The duration, multiplicity and effectiveness of intrauterine treatment methods were determined in dynamics based on the data of ultrasound and fetal echocardiography.

The main characteristics of infants at birth are shown in Table 5. Signs of hydrops fetalis were more common in newborns from group 2 in comparison with group 1, namely, 15/15 (100%) newborns versus 19/30 (63.3%), respectively (p=0.02). The most successful intrauterine regression of nonimmune hydrops fetalis was observed when using etiopathogenetic therapy for tachyarrhythmia and fetal anemia.

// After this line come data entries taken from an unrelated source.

Issue #11875, opened 2026-07-18
DEP: Native composable worker scoring and picking


ishandhanani:
## Summary

Add native, composable worker scoring and picking inside Dynamo's existing `WorkerSelector` boundary. A custom router or EPP binary can link scorer and picker implementations from a normal Rust crate and provide them when it constructs `SelectionService`; no Dynamo source fork or runtime-loaded library is required.

Dynamo continues to own policy-class queues, scheduling, worker discovery, `RoutingEligibility`, final target validation, accounting, reservation, rollback, and metrics. The built-in path remains concrete and statically dispatched. Custom policy dispatch is opt-in.

```text
EPP / frontend
  -> Selector
  -> SelectionService
  -> policy-class queues / scheduling
  -> existing RoutingEligibility
  -> WorkerSelector
       -> additive lower-is-better Scorer(s)
       -> Picker
  -> host validation / accounting / reservation
```

## Motivation

Dynamo already has a public `WorkerSelector<C>` trait, and `LocalScheduler` is generic over it. The missing pieces are narrower scorer and picker contracts plus a way for `SelectionService`, which currently hard-codes `DefaultWorkerSelector`, to construct an opted-in custom implementation.

The current default selector combines KV/load cost calculation with zero-temperature tie selection and nonzero-temperature sampling. Customers who want to change ranking or picking should not need to replace Dynamo's queueing, eligibility, reservation, rollback, or metrics.

A runtime-loaded C-ABI selector was explored in #11876 and #11884. That remains a possible separate solution for prebuilt binaries, but it is unnecessary for Rust crates linked into a custom image and should not shape the native API.

### Preserve the existing scheduling boundary

This work builds on the existing `WorkerSelector<C>` trait and `LocalScheduler` generic. It does not introduce another scheduling abstraction.

`RoutingEligibility` continues to enforce allowed workers, overload state, routing constraints, pinning, and worker availability exactly as it does today. Eligibility is not customizable through this API, and there is no policy filter stage.

The scorer/picker extension sees only the dense set of workers allowed by existing eligibility:

- Each scorer contributes a finite, lower-is-better cost for each eligible worker row.
- Dynamo adds contributions from scorers in order.
- One picker observes the eligible rows and accumulated costs and returns at most one row index.
- Dynamo validates that the returned index names an eligible row before mapping it to a worker target.
- Policy code never books capacity directly.

[...]

PR #11886, opened 2026-07-19
feat(router): load runtime worker selector plugins

ishandhanani:
This loads trusted worker-selector `cdylib` plugins at KV-router construction and runs them inside the existing scheduler actor. The stock path remains statically dispatched and unchanged, while configured plugins can compose existing cache, load, session, taint, and capacity signals without forking Dynamo.

### How This Was Implemented

- Erases selector type parameters only after each scheduler actor starts, preserving public generic types without adding a stock-path branch or vtable.
- Loads and validates the v1 ABI from the shared `ModelManager::kv_chooser_for` boundary used by decode, deferred prefill, Python, C, and ext-proc KV routers.
- Reuses selector-owned candidate storage and exposes only already-computed request/worker signals.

Live birth rate did not differ significantly between the groups, 70% (21/30) in group 1 versus 73.3% (11/15) in group2, respectively (p=0.94). However, the rate of neonatal mortality was significantly higher in group 2 compared to group 1, 73.8% (8/11) versus 23.8% (5/21), respectively (p=0.002). Thus, the overall survival rate in group 1 was 53.3% (16/30), while in group 2 it was 20% (3/15).

Conclusion

It should be noted that the introduction of the examination protocol has led to an increase in the detection of causes of nonimmune hydrops fetalis at the antenatal stage, especially those causes that are not associated with fetal malformations. This protocol allowed us to evaluate the morphological and functional state of the fetus in more detail, to conduct therapeutic measures, and to assess their effectiveness. Further work in this direction will make it possible to reach a rational decision on the management tactics of pregnant women, taking into account the prognosis for the life of the fetus and newborn.